Robot vision lets machines use cameras and computer programs to understand the world around them. In a factory, a robot arm can look at fruit on a conveyor belt, decide which items are apples or oranges, and guide a gripper to sort them. This matters because vision helps robots work safely, accurately, and quickly in changing environments.
Instead of following only fixed instructions, a robot can react to what it sees.
Key Facts
- A digital image is a grid of pixels, and each pixel stores brightness or color values.
- Image resolution = width in pixels x height in pixels, such as 1920 x 1080.
- Preprocessing improves an image before analysis, often using blur, contrast adjustment, or thresholding.

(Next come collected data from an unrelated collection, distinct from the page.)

PR #245, opened 2016-08-04
Allow minus and periods in numeric question

benrudolph:
@czue @wpride 

http://manage.dimagi.com/default.asp?233937

cc: @orangejenny

### DIFF
--- a/touchforms/formplayer/static/formplayer/script/entrycontrols_full.js
+++ b/touchforms/formplayer/static/formplayer/script/entrycontrols_full.js
@@ -201,7 +201,7 @@ function PhoneEntry(question, options) {
 
     this.getErrorMessage = function(rawAnswer) {
         if (rawAnswer === '') { return null; }
-        return (!(/^\+?[0-9]+$/.test(rawAnswer)) ? "This does not appear to be a valid phone/numeric number" : null);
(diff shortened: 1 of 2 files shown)


touchforms/formplayer/static/formplayer/script/entrycontrols_full.js
```diff
@@ -201,7 +201,7 @@ function PhoneEntry(question, options) {
 
     this.getErrorMessage = function(rawAnswer) {
         if (rawAnswer === '') { return null; }
-        return (!(/^\+?[0-9]+$/.test(rawAnswer)) ? "This does not appear to be a valid phone/numeric number" : null);
+        return (!(/^\+?-?[0-9.]+$/.test(rawAnswer)) ? "This does not appear to be a valid phone/numeric number" : null);
```
orangejenny: It's a little weird that this allows values like `-....3` and `+-3` and `3.`

How about something like `/^[+\-]?\d*(\.\d+)?$/`?

czue:
agree with @orangejenny but :+1: from me otherwise

touchforms/formplayer/static/formplayer/script/entrycontrols_full.js
benrudolph: 👍 will update

PR #246, opened 2016-08-05
CommCare 2.29 jars

phillipm:
The `commcare-api.jar` contains javarosa, sqlite-jdbc, and kxml sources in them, so I'm removing those jars. Not sure if that will break anything...

PR #248, opened 2016-08-08
don't call toString if arg isn't a date

wpride:
Possible fix here: http://manage.dimagi.com/default.asp?234276

Not sure what's going on here exactly - in this form all three calls to this function have a date as their first argument, so not clear why we're receiving a string here. Could be some weird casting going on, could be that the date() method is erroring and returning a blank string.

Either way this will be fixed for real when we merge 2.29 jars here https://github.com/dimagi/touchforms/pull/246


benrudolph:
thanks for the fix

PR #249, opened 2016-08-12
Better error handling

benrudolph:
@wpride formplayer returns a proper json error (unlike old touchforms) so we don't need to do json.parse

cc: @czue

- Threshold rule: if pixel value greater than T, label it 1, otherwise label it 0.
- A convolution filter slides over an image and computes weighted sums to highlight patterns such as edges.

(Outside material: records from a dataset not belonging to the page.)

PR #251, opened 2016-08-24
jQuery 3 compatibility

orangejenny:
Backwards-compatible, should be good to merge.

@benrudolph 
cc @kaapstorm / @NoahCarnahan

- Object recognition often returns a class label and a bounding box, such as apple with confidence 0.94.
Vocabulary
- Pixel
- A pixel is the smallest picture element in a digital image and stores information such as color or brightness.
- Preprocessing
- Preprocessing is the step that cleans or transforms raw image data so later vision steps work better.
- Threshold
- A threshold is a cutoff value used to separate pixels into groups, such as bright fruit versus dark background.
- Feature detection
- Feature detection is the process of finding useful visual patterns such as edges, corners, spots, or textures.
- Bounding box
- A bounding box is a rectangle drawn around a detected object to show its position in an image.
Common Mistakes to Avoid
- Treating a camera image like perfect reality is wrong because lighting, shadows, blur, and reflections can change pixel values.
- Skipping preprocessing is wrong because raw pixels often contain noise that can confuse edge detection and object recognition.
- Thinking thresholding always separates objects correctly is wrong because a single cutoff may fail when apples, oranges, and backgrounds have similar brightness.
- Confusing detection with recognition is wrong because detection finds where an object is, while recognition decides what the object is.
Practice Questions
- 1 A robot camera captures images that are 640 pixels wide and 480 pixels tall. How many total pixels are in one image?
- 2 A conveyor system processes 30 images per second. If each image contains 307,200 pixels, how many pixels are processed each second?
- 3 A robot vision system correctly identifies oranges in bright light but mistakes some oranges for apples when a shadow crosses the conveyor. Explain which parts of the vision pipeline could be adjusted and why.